=== Begin Enclosure ===

PR #839, opened 2025-03-28
Region Sequentializer

phate:
This PR separates the sequentialization of the nodes from the LLVM converter. The reason for this change are as follows:

1. The idea is to implement a small debugging command line tool that takes an LLVM module as input, and outputs all possible sequentializations of nodes within the module. Each new combination is output as its own module, which can then be compiled and executed to see that all combinations result in the same output. This obviously only works for small modules.
2. We can eventually implement some heuristics to give a "better" sequentialization as the random one we are currently have.

This draft is mean to get feedback. I will later split it up in proper PRs and clean it up.

@haved @caleridas

### DIFF
--- a/jlm/llvm/backend/RegionSequentializer.cpp
+++ b/jlm/llvm/backend/RegionSequentializer.cpp
@@ -11,7 +11,7 @@
 namespace jlm::llvm
 {
 
-RegionSequentializer::~RegionSequentializer() = default;
+RegionSequentializer::~RegionSequentializer() noexcept = default;
 
 RegionSequentializer::RegionSequentializer(rvsdg::Region & region)
     : Region_(&region)


tests/jlm/llvm/backend/ExhaustiveSequentializerTests.cpp
```diff
@@ -0,0 +1,36 @@
...
+    }
+    std::cout << std::endl;
+
+    sequentializer.ComputeNextSequentializations();
+  }
+
+  return 0;
+}
+
+JLM_UNIT_TEST_REGISTER("jlm/llvm/backend/ExhaustiveSequentializerTests-Test", Test)
```
phate, line 36: I will implement proper unit tests once the region sequentializer interface is settled etc.

haved (commented):
Overall the design looks good and extensible. My only issue is with the API for iterating over sequentializations, as it is hard to keep track of when sequentializations start looping (silently when requesting a sequentialization).

Could we instead have a design where a sequentializer's `GetSequentialization()` always gives a valid sequentialization, and `ComputeNextSequentialization()` intead starts returning false when it is no longer changing the current sequentialization.

While it might be nice in some cases to query if there exist more sequentializations, without moving on to the next one, that does make it a bit harder for implementations to implement the interface. My suggested interface would instead be used like

```c
do {
  auto & seq= sequentializer.GetSequentialization();
} while(sequentializer.ComputeNextSequentialization())
```

@phate

PR #1105, opened 2025-07-27
Add LocalAliasAnalysis and test

haved:
This PR adds the `LocalAliasAnalysis` class, which contains quite a bit of tricks that try to establish guarantees about aliasing. Hopefully the comments go a long way to explain what is going on at each step.


jlm/llvm/opt/alias-analyses/AliasAnalysis.cpp
```diff
@@ -0,0 +1,825 @@
...
+  }
+  else if (const auto outerTheta = rvsdg::TryGetRegionParentNode<rvsdg::ThetaNode>(output))
+  {
+    const auto loopVar = outerTheta->GetLoopVars()[output.index()];
+
+    // If the loop variable is invariant, continue normalizing
+    if (ThetaLoopVarIsInvariant(loopVar))
+      return NormalizeOutput(*loopVar.input->origin());
+  }
+  else if (const auto outerLambda = rvsdg::TryGetRegionParentNode<rvsdg::LambdaNode>(output))
```
phate, line 775: Why outerLambda?

jlm/llvm/opt/alias-analyses/AliasAnalysis.cpp
```diff
@@ -0,0 +1,825 @@
...
+  {
+    const auto ctxVar = outerLambda->MapBinderContextVar(output);
+
+    // If the argument is a contex variable, continue normalizing
+    if (ctxVar)
+      return NormalizeOutput(*ctxVar->input->origin());
```
phate, line 781: `if (const auto ctxVar = ...)`

jlm/llvm/opt/alias-analyses/AliasAnalysis.cpp
```diff
@@ -0,0 +1,825 @@
...
+  }
+  else if (const auto phiNode = rvsdg::TryGetRegionParentNode<rvsdg::PhiNode>(output))
+  {
+    const auto argument = phiNode->MapArgument(output);
+    if (const auto cvArg = std::get_if<rvsdg::PhiNode::ContextVar>(&argument))
```
phate, line 786: Let's call it `ctxVar` and not `cvArg` to be consistent

jlm/llvm/opt/alias-analyses/AliasAnalysis.cpp
```diff
@@ -0,0 +1,825 @@
...
+    {
+      // Follow the context variable to outside the phi
+      return NormalizeOutput(*cvArg->input->origin());
+    }
+    if (const auto fixArg = std::get_if<rvsdg::PhiNode::FixVar>(&argument))
```
phate, line 791: `fixVar`

jlm/llvm/opt/alias-analyses/AliasAnalysis.cpp
```diff
@@ -0,0 +1,825 @@
...
+{
+  const auto & p1Norm = NormalizePointerValue(p1);
+  const auto & p2Norm = NormalizePointerValue(p2);
+
+  // If the two pointers are the same value, they must alias
+  if (&p1Norm == &p2Norm)
+    return MustAlias;
+
+  // Trace through GEP operations to get closer to the origins of the pointers
+  // Only traces through GEPs where the offset is known at compile time,
```
phate, line 84: Only trace... (remove s)

jlm/llvm/opt/alias-analyses/AliasAnalysis.cpp
```diff
@@ -0,0 +1,825 @@
...
+  int64_t offset = 0;
+
+  while (true)
+  {
+    // Use normalization function to get past all trivially invariant operations
+    base = &NormalizePointerValue(*base);
+
+    if (auto node = rvsdg::TryGetOwnerNode<rvsdg::SimpleNode>(*base))
+    {
+      if (is<GetElementPtrOperation>(node->GetOperation()))
```
phate, line 282: Use `TrySimpleNodeAndOp()`

jlm/llvm/opt/alias-analyses/AliasAnalysis.hpp
```diff
@@ -0,0 +1,343 @@
...
+   * Traces through GEP operations, including those with offsets that are not known at compile time.
+   * Also traces through gamma and theta nodes, building a set of multiple possibilities.
+   * Tracing stops at "top origins", for example an ALLOCA, a LOAD, or the return value of a CALL.
+   *
+   * @param p the pointer to trace from
+   * @param traceCollection the collection of trace points being created
+   * @return false if the trace collection reached its maximum allowed size, and tracing aborted
+   */
+  [[nodiscard]] static bool
+  TraceAllPointerOrigins(TracedPointerOrigin p, TraceCollection & traceCollection);
```
phate, line 143: Could this interface be simplified a bit to: `std::optional<TraceCollection> TraceAllPointerOrigins(TracedPointerOrigin p)`. In other words, we only get a TraceCollection if we did not reac the maximum allowed size?

phate: Nah, the function is recursive....not possible. Ignore this comment.

jlm/llvm/opt/alias-analyses/AliasAnalysis.cpp
```diff
@@ -0,0 +1,825 @@
...
+  return false;
+}
+
+bool
+LocalAliasAnalysis::IsOriginalOriginFullyTraceable(const rvsdg::Output & pointer)
+{
+  // The only original origins that can be fully traced for escaping are ALLOCAs
+  const auto originalNode = rvsdg::TryGetOwnerNode<rvsdg::SimpleNode>(pointer);
+  if (!is<AllocaOperation>(originalNode))
+    return false;
```
phate, line 608: `TrySimpleNodeAndOp`

jlm/llvm/opt/alias-analyses/AliasAnalysis.cpp
```diff
@@ -0,0 +1,825 @@
...
+      if (elementCount.has_value())
+        return *elementCount * GetTypeSize(*allocaOp->ValueType());
+    }
+    if (is<MallocOperation>(node))
+    {
+      const auto mallocSize = GetConstantIntegerValue(*node->input(0)->origin());
+      if (mallocSize.has_value())
+        return *mallocSize;
+    }
+  }
```
phate, line 484: `TrySimpleNodeAndOp`

phate (commented):
Here is the first set of comments. I only found minor stuff. The code is very readable and understandable, it still takes quite a while to get through it and tires one out. It is non-trivial stuff. I will need another round on it at some point.

Great work!

haved:
I tended to your comments @phate. I am working on an additional test.

In the meantime:

In a subsequent PR I am thinking of adding something like:
 - `IsOwnerNodeOp<AllocaOperation>(input / output)`
 - or `IsOwnerOp<AllocaOperation>(input / output)`
 - or `IsSimpleNodeAndOp<AllocaOperation>(input / output)`

which is a simple `bool`-returning helper to avoid having to use `TryGetSimpleNodeAndOp` only to discard the node and check if the op is `nullptr` or not.

I am not sure which name I like best, however.
Personally I might prefer the top option.

"Owner" alone is a bit imprecise, as it can also refer to the region of an argument or result.
I only really want this function to handle actual node inputs and outputs.

One way to sidestep the issue of arguments/results is to require that we only work for `SimpleNode`s, which never have subregions. Using a name like `IsSimpleNodeAndOp` nicely mirrors `TryGetSimpleNodeAndOp`, but in this case the word "Is" is being misused.

We can of course discuss the naming once I actually make the PR, but if any of you have some early opinions on naming I would appreciate them. @phate @caleridas @sjalander

phate (changes requested):
Considering that the PrecisionEvaluator is not part of the newly added files in the Makefile, I suspect it ended up in here by accident.

I did otherwise not find much anymore. LGTM

jlm/llvm/opt/alias-analyses/AliasAnalysis.hpp
```diff
@@ -0,0 +1,105 @@
...
+ *   }[x]
+ *   ...
+ *
+ * Normalizing p3 yields p1
+ *
+ * @param output the output to trace from
+ * @return the most normalized source of the given output
+ */
+[[nodiscard]] const rvsdg::Output &
+NormalizeOutput(const rvsdg::Output & output);
```
caleridas, line 90: there is a similar notion in the "producer" function here: https://github.com/phate/jlm/blob/master/jlm/rvsdg/node.cpp#L405

I am not too happy about either name (neither "producer" nor "NormalizeOutput" catches it), but I think the concept is generally / universally applicable.

jlm/llvm/opt/alias-analyses/AliasAnalysis.cpp
```diff
@@ -0,0 +1,114 @@
...
+
+    JLM_UNREACHABLE("Unknown phi argument type");
+  }
+
+  return output;
+}
+
+const rvsdg::Output &
+NormalizePointerValue(const rvsdg::Output & pointer)
+{
```
caleridas, line 109: Is it really warranted to have an API function that does nothing on top of the more generic one besides adding an assertion?

It would be more orthogonal from an API point of view to have a function that is an "identity mapping" (i.e. returns the same output), but adds an assertion failure that can then be _combined_ with the generic origin tracer function.

jlm/llvm/opt/alias-analyses/LocalAliasAnalysis.hpp
```diff
@@ -0,0 +1,266 @@
...
+/**
+ * Gets the value of the given \p output as a compile time constant, if possible.
+ * The constant is interpreted as a signed value, and sign extended to int64 if needed.
+ * This function does not perform any constant folding.
+ *
+ * @param output the output whose constant value is requested
+ * @return the value of the output, or nullopt if it could not be determined.
+ */
+[[nodiscard]] std::optional<int64_t>
+GetConstantSignedIntegerValue(const rvsdg::Output & output);
```
caleridas, line 262: Does it need to be exposed? If it is private to LocalAliasAnalysis, then maybe not expose in header. Other than that, the concept sounds "fairly generic" and not related to alias analysis at all to me.

tests/TestRvsdgs.hpp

=== End Enclosure ===

** About this exercise **
Across the listing above, find all lines where the word "TraceAllPointerOrigins" is present and copy them.

** Expected answer **
+  TraceAllPointerOrigins(TracedPointerOrigin p, TraceCollection & traceCollection);
phate, line 143: Could this interface be simplified a bit to: `std::optional<TraceCollection> TraceAllPointerOrigins(TracedPointerOrigin p)`. In other words, we only get a TraceCollection if we did not reac the maximum allowed size?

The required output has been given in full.